* Exercise objective *
Your reply should be made up of every line in the records below that holds the string "including".

[Saved data entries]

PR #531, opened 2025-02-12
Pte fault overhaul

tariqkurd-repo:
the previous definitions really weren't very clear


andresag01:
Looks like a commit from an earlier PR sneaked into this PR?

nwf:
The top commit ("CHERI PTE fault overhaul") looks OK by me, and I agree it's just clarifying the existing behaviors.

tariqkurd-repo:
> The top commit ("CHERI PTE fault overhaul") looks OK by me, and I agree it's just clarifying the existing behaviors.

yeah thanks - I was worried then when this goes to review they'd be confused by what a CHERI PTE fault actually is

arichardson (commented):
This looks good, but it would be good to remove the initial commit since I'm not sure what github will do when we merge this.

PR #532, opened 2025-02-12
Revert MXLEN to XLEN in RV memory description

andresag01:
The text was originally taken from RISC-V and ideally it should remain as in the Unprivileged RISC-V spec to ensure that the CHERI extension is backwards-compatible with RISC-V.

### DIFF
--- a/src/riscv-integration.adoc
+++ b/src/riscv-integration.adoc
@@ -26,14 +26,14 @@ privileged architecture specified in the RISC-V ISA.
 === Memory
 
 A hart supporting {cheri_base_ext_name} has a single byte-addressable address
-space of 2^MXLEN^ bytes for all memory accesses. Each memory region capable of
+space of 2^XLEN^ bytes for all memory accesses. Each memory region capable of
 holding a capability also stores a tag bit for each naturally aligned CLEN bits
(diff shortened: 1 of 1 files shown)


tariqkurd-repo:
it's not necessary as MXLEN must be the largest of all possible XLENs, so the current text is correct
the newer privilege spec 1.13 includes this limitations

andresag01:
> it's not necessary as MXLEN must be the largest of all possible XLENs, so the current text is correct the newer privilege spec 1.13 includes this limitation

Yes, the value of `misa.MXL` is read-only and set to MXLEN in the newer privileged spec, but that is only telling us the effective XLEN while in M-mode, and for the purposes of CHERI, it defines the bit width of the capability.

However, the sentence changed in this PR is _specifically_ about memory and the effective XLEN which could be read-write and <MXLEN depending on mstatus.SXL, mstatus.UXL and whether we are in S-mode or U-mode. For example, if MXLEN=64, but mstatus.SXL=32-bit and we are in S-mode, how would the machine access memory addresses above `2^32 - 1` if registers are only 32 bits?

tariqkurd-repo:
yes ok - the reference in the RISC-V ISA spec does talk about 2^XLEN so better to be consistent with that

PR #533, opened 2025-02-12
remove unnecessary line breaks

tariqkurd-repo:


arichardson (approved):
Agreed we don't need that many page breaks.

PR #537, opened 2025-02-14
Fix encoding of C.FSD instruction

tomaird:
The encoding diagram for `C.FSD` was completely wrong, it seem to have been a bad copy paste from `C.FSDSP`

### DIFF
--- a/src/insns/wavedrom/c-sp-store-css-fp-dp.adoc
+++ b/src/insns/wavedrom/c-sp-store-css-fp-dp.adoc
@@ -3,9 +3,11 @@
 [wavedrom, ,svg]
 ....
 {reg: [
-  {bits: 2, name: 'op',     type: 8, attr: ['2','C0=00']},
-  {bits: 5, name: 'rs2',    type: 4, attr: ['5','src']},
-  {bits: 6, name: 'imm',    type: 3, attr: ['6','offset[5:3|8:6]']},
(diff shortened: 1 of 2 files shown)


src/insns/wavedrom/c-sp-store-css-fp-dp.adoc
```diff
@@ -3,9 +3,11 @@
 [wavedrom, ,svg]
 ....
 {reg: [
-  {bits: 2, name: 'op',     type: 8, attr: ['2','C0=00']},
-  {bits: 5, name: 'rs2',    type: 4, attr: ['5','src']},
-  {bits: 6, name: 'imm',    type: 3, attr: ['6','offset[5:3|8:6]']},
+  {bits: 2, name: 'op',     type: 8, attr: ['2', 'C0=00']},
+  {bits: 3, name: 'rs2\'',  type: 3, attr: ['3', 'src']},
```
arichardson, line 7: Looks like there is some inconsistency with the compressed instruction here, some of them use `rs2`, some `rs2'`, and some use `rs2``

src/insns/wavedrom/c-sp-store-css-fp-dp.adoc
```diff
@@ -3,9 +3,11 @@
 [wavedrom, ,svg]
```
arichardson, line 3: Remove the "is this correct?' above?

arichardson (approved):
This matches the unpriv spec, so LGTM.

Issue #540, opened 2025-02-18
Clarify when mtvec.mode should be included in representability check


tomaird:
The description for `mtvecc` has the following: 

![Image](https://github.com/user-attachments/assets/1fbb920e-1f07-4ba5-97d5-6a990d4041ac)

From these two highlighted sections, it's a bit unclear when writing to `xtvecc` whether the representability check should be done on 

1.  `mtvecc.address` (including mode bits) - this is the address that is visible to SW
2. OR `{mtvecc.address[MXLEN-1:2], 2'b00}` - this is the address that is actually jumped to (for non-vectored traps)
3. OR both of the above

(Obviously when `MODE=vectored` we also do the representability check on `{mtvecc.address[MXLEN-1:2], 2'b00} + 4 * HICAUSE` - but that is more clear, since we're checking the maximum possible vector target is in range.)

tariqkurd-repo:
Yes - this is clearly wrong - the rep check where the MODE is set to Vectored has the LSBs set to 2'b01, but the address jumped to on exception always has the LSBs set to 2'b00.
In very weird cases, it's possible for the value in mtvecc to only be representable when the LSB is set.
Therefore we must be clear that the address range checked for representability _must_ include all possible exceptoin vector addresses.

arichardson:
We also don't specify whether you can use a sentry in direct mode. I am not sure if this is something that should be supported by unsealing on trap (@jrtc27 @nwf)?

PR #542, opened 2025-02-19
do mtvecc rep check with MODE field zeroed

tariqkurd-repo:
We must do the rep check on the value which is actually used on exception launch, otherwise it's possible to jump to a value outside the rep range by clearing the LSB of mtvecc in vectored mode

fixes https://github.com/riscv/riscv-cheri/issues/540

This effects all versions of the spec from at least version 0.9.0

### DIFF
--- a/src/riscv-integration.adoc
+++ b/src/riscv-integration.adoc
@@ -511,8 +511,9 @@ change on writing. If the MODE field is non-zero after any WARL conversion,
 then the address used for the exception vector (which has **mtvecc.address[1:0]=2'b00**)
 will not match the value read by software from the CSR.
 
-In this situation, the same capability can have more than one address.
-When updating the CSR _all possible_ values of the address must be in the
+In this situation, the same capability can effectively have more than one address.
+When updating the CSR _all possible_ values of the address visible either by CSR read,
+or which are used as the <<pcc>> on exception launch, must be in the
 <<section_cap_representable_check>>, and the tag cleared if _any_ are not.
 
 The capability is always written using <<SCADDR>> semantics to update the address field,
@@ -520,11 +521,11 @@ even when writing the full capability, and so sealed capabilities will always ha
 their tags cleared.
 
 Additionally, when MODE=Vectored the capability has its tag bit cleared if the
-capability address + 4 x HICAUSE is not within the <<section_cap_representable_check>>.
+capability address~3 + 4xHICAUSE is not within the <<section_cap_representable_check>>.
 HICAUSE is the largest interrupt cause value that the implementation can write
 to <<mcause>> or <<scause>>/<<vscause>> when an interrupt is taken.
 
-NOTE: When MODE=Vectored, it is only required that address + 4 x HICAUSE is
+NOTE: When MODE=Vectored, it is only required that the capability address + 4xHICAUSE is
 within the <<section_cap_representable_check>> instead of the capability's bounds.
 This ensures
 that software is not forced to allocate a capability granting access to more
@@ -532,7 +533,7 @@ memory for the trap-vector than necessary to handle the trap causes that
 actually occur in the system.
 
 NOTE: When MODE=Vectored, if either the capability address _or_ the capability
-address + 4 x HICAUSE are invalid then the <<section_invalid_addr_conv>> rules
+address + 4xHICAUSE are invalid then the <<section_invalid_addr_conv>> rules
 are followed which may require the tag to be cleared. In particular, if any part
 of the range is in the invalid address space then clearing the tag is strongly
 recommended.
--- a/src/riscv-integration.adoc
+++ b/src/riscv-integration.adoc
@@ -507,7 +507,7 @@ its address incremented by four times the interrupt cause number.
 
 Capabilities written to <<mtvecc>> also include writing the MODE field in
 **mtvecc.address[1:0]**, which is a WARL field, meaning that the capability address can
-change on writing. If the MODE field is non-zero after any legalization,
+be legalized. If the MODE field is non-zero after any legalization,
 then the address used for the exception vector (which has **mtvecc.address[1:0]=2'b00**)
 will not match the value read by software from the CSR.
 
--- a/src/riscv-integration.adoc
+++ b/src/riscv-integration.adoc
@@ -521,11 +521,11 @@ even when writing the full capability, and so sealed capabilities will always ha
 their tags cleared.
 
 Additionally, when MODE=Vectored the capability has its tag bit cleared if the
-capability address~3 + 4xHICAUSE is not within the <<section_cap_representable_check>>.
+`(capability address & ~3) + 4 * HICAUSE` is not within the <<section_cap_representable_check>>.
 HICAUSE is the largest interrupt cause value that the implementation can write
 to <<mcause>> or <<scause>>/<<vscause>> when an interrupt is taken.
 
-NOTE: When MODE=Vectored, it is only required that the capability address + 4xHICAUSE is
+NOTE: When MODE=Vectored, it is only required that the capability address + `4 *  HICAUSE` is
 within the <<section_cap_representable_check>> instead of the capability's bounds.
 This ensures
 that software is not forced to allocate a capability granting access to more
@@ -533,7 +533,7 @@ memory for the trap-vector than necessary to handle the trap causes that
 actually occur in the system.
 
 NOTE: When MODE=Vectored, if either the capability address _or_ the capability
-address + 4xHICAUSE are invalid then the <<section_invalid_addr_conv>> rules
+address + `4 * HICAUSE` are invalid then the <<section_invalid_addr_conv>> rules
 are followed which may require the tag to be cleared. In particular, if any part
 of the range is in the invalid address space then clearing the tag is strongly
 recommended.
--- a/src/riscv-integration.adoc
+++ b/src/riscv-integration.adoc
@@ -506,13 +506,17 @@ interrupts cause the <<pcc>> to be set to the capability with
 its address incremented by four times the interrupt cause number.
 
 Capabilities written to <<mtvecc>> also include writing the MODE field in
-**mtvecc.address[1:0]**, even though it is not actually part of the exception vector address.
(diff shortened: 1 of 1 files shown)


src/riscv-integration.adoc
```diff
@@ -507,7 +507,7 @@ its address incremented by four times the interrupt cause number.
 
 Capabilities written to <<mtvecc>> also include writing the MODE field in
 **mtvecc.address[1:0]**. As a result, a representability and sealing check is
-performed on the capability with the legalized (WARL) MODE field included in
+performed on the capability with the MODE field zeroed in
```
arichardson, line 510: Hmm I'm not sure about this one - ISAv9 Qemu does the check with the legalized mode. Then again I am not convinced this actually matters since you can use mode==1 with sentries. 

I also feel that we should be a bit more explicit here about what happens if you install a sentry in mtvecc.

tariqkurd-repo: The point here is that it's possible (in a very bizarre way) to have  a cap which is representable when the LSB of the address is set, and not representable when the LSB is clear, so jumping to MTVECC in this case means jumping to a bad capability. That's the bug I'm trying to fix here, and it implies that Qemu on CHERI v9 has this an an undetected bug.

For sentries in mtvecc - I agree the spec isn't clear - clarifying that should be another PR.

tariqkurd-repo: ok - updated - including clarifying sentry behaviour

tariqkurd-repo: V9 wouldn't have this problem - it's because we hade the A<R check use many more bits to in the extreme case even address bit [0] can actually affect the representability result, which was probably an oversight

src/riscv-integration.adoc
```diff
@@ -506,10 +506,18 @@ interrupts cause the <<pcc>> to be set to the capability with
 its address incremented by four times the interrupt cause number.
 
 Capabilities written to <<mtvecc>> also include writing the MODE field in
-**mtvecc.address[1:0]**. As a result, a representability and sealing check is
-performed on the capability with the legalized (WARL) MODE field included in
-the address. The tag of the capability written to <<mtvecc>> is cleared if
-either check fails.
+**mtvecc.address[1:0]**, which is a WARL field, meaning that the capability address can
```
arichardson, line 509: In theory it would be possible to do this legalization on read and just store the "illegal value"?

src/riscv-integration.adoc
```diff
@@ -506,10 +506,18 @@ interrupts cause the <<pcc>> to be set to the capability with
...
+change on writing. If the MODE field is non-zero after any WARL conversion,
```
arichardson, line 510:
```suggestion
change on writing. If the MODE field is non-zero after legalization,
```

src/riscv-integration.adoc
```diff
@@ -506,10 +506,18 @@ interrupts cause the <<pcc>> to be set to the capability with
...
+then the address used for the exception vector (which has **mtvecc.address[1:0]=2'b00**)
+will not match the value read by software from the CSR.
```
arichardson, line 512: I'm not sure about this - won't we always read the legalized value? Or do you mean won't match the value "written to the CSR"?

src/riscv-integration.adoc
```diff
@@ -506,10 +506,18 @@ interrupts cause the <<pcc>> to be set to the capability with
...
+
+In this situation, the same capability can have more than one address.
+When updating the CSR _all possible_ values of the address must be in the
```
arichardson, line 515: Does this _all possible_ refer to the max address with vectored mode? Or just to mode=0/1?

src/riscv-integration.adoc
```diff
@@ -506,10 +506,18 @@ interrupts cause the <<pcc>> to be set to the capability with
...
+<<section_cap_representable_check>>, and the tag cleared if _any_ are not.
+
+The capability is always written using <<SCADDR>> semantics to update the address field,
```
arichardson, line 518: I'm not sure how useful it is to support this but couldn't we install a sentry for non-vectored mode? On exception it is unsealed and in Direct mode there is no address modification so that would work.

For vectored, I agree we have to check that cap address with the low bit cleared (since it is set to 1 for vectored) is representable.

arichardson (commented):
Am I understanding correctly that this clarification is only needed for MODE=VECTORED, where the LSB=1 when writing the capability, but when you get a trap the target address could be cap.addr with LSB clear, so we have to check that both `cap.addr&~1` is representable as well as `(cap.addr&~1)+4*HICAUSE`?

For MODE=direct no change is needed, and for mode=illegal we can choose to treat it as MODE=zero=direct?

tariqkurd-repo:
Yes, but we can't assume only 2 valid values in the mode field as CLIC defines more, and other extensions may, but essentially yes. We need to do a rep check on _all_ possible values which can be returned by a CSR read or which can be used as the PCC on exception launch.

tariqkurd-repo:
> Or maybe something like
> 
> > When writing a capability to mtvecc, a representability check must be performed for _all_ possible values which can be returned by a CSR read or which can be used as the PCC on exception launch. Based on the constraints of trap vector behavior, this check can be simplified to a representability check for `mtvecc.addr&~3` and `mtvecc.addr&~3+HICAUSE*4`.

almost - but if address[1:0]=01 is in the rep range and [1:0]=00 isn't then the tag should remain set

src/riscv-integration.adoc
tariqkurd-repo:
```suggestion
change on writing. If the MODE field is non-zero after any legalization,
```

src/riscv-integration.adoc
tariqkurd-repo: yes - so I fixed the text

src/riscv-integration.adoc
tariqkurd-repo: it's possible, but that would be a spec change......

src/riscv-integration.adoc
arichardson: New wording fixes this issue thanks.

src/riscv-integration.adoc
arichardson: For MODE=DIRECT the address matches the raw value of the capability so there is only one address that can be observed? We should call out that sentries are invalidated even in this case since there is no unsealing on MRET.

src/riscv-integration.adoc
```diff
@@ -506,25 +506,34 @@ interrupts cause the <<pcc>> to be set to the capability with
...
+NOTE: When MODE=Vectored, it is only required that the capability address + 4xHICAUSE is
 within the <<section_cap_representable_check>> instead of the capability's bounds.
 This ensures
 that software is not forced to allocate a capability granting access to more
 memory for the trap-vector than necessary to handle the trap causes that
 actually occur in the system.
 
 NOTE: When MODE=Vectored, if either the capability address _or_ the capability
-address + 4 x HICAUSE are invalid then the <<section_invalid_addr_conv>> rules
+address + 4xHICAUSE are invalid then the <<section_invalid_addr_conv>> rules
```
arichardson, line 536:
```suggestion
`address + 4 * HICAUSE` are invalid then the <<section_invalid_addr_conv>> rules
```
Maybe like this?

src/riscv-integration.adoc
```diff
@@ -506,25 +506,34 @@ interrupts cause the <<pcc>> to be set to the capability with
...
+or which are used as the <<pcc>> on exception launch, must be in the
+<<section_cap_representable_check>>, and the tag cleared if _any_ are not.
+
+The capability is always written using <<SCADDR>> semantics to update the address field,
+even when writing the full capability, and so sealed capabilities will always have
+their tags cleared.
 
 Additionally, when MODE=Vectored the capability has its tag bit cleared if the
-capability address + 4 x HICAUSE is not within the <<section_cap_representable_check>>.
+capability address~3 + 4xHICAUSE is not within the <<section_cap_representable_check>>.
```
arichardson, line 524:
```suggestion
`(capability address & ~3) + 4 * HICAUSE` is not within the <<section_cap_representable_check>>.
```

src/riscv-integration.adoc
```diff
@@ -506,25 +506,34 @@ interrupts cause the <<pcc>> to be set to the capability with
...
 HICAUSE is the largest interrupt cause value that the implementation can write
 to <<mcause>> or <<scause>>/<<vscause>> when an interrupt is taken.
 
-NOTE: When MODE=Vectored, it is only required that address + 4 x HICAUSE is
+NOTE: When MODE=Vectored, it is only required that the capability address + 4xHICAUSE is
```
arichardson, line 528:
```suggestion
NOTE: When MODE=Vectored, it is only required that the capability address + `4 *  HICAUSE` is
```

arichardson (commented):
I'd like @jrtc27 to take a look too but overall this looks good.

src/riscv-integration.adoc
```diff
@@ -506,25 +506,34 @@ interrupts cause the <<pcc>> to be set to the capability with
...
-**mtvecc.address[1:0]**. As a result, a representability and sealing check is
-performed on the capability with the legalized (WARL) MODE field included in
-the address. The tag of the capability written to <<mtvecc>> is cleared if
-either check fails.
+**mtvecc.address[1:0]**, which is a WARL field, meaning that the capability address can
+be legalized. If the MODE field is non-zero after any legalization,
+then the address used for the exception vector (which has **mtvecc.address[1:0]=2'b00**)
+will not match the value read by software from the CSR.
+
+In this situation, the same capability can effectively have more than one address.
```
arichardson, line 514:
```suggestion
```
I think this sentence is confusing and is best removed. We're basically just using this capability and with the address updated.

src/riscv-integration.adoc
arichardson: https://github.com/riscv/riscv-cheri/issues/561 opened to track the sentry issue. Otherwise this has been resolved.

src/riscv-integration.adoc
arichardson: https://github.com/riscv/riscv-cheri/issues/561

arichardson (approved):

* Solution to this problem *
1.  `mtvecc.address` (including mode bits) - this is the address that is visible to SW
tariqkurd-repo: ok - updated - including clarifying sentry behaviour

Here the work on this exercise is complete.